Book Review: I’ll Be Right There

I'll Be Right ThereI’ll Be Right There by Kyung-sook Shin

This is the kind of book people think of when they think of a novel. Poignant and somber, it deals with loss, grief, memory, and the futility of making promises about “someday.” It’s also depressing as hell. Lots of people die in this, either by suicide, homicide that looks like suicide, or suicide in a particularly horrible and painful way. Most of these deaths come after the person had already lost the thing most dear in the world to them, sometimes more than once.
This novel reads like a disjointed memoir of an aging English Literature professor. She talks about meeting Miru and Miru’s friend whose name I can’t remember, and about Dahn, her childhood buddy who joins the army. She’ll talk about the day she met her friend, and then shift abruptly to several years after that person’s death, so the reader gets this jarring sense that time is so fleeting, and only memory remains. And not even memory, because the characters are always journaling, photographing, trying to keep hold of their few happy times for as long as they can. The sense of loss engendered by this technique was one of the most brilliant things about this novel.

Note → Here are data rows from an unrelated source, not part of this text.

PR #805, opened 2017-09-24
Add optional param `invoke_with_checks` to invoke

MysterialPy:
Added an optional kwarg to `Context.invoke` which allows the command being invoked to verify checks. This represents a more natural feel to invoking a command like a standard user. Defaults to False.


Rapptz:
This probably won't happen.

Not like this anyway.

People also want the converters to be called. Doesn't end there either -- maybe they want the before and after hooks to be called too.

So `Context.invoke` bypasses everything and doesn't pick and choose what it thinks it's worth calling.

PR #812, opened 2017-09-27
Update `Cooldown` and `Command`

MysterialPy:
**`Cooldown`**
Split `is_rate_limited()` and added `update_rate_limit()`.

**`Command`**
Added `is_on_cooldown()`.

The addition of `is_on_cooldown` in line with the changes to `Cooldown` allow us to check the cooldown status of a command without invoking the command or updating the bucket in a way which would cause the command to be placed on cooldown.

### DIFF
--- a/discord/ext/commands/cooldowns.py
+++ b/discord/ext/commands/cooldowns.py
@@ -48,15 +48,13 @@ class Cooldown:
         if not isinstance(self.type, BucketType):
             raise TypeError('Cooldown type must be a BucketType')
 
-    def is_rate_limited(self, current=None):
-        if not current:
-            current = time.time()
+    def is_rate_limited(self):
+        current = time.time()
+        tokens = self._tokens
 
-        # It's fine to update here, as long as we never create a new window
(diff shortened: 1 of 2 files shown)


discord/ext/commands/cooldowns.py
```diff
@@ -48,21 +48,26 @@ def __init__(self, rate, per, type):
...
             raise TypeError('Cooldown type must be a BucketType')
 
-    def is_rate_limited(self):
+    def is_rate_limited(self, current=None):
+        if not current:
+            current = time.time()
+
+        # It's fine to update here, as long as we never create a new window
+        # so check if our window has passed and we can refresh our tokens
+        if current > self._window + self.per:
```
Rapptz: Since this a public API that apparently takes a `current` parameter, updating is actually not a good idea.

Consider: Someone passing a time.time() 3 minutes in the future.

It would probably be best to just move this updating in the `update_rate_limit` call and use a local `tokens` variable here that defaults to `self._token`.

Rapptz:
Rebased.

This may be the only book I’ve ever read by a Korean writer, and I missed some things because of my lack of familiarity with Korean culture. I mean, I’ve been there, and I have Korean friends, but I don’t know what mallow roots are or how you make soup with them. I also don’t know the trees they are talking about, despite my passion for gardening. I can picture the temple she hides in to escape the rain, but I don’t know the neighborhoods of the city (which I presume is Seoul.) I can guess that the fact that the cat “Emily Dickenson” is white is symbolic of death, but I have no idea what the significance is that Four of the characters have “Yoon” as a name. Surely that was intentional?

One of the consistent backdrops of the novel is the constant rioting. In the afterward, the author explains why she wanted this civil unrest to be a backdrop without making the political situation part of the novel. I’m sure that’s a valid reason, but I felt disjointed to have characters risk their lives and in some cases lose their lives to protest something I didn’t understand. Jobless college students who alternate between railing against nebulous injustices and waxing poetic about poetry are not terribly sympathetic to me, especially because they are often the agents of their own misery.

I liked that it was about Korea, because I know very little about Korea. All the characters are unbelievably introverted, introspective, and awkwardly social. How much of that is “Korean” and how much is “People who live in literary novels?” I also liked the sheer skill of the author, and the translation was very well done. I can’t say I was thrilled about the subject matter. Literary professors/students are a group whose life experiences are (unsurprisingly) well-mined by literary writers. People who get passionate about poetry and literature are thin on the ground in real life, but as common as pigeons in novels. So when I read about people who exchange books of poetry with each other, my brain says “I only see these people in novels. These are imaginary people.” Feeling like they were all fictional characters made it slightly easier to deal with their tragic lives and deaths.

If you like depressing but poignant literary novels, you’ll like this one. If you want people to be impressed by how serious your reading tastes, be seen with this cover. If you want something cheerful, look elsewhere.